• Requirement
Extract all of the entries and give them again, word for word.

[Saved data entries]
· · ·

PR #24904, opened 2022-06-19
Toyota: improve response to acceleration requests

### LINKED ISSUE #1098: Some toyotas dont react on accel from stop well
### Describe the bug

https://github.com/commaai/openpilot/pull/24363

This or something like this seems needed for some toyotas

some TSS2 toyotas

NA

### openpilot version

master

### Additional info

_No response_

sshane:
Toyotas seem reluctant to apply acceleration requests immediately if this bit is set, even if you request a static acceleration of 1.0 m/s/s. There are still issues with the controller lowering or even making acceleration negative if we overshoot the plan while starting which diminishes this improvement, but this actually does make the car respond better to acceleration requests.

· · ·

• Written answer
PR #24904, opened 2022-06-19
Toyota: improve response to acceleration requests

### LINKED ISSUE #1098: Some toyotas dont react on accel from stop well
### Describe the bug

https://github.com/commaai/openpilot/pull/24363

This or something like this seems needed for some toyotas

some TSS2 toyotas

NA

### openpilot version

master

### Additional info

_No response_

sshane:
Toyotas seem reluctant to apply acceleration requests immediately if this bit is set, even if you request a static acceleration of 1.0 m/s/s. There are still issues with the controller lowering or even making acceleration negative if we overshoot the plan while starting which diminishes this improvement, but this actually does make the car respond better to acceleration requests.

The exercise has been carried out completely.